She bore with equanimity my driving as I discovered how to negotiate the narrow roads, drivers impatient to overtake my cautiousness or, myself impatient, my own overtaking of tractors with their loads of straw and jeeps towing horse boxes. She complimented me on my bravado as I timidly steered through the narrow streets of Clonmel’s Irishtown, looking for a place to park in the crowded streets near the post office so she could collect her pension. Earning my Irish driving license was a long, difficult process, yet she never flinched as the habits acquired on California’s wide even streets and freeways gave way to the requisites of driving through roundabouts and medieval town centres. Instead, she recalled her own driving lessons of years ago, suspended abruptly after a mishap, and praised me for my courage.

As with all in-laws, of course, the relationship had its complexities. The gulf between our values and expectations was sometimes laid bare. Too frequently, I tried with incomplete success to hold my tongue over the handling of her lively but undisciplined border collie, Sally. She said nothing about my infrequent attendance at mass, my irreverence and my too-often profane tongue. I writhed at the necessity of returning home before midnight on New Year’s Eve so she could receive phone calls at the stroke of twelve from her sister and daughters abroad; she politely ignored my rude irritability on the occasion. But more often, we found within ourselves the capacity to reach across the divide and welcome our shared experience.
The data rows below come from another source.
PR #8212, opened 2026-09-05
fix(datefilter): evaluate end date bound when start date is invalid

Tyagiquamar:
This PR fixes a bug in DateFilter.IsPassing where an empty or invalid start date caused the filter to return true immediately without evaluating whether the date passed the end date bound.


vsukhin (approved):
thank you @Tyagiquamar Nice catch!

Most especially, that included our joy in the beauty of nature.

So on this fall day in Salzburg, surrounded by trees glowing gold and crimson, I watch as leaves drift down in flurries thick as snow, and I recall those first weeks in Ireland three years ago. I think of driving through another gold-and-crimson burnished landscape with her beside me in the passenger seat remarking on the line of colour against the grey horizon. In my imagination we speed along the Clonmel bypass and delight in the yellow birch trees that line its gentle curves. Or we admire the amber beech leaves as we approach the Western road, bright against the old grey limestone school. It is still an adventure to me, strange and wonderful after California, and she is in those days my companion and guide. Tears cloud my vision again as I realise that for the first time in three years, I am homesick. And it is Ireland in the fall, and Peggy, the fulcrum of the family’s life, the centre of gravity for our experience of home, that I miss.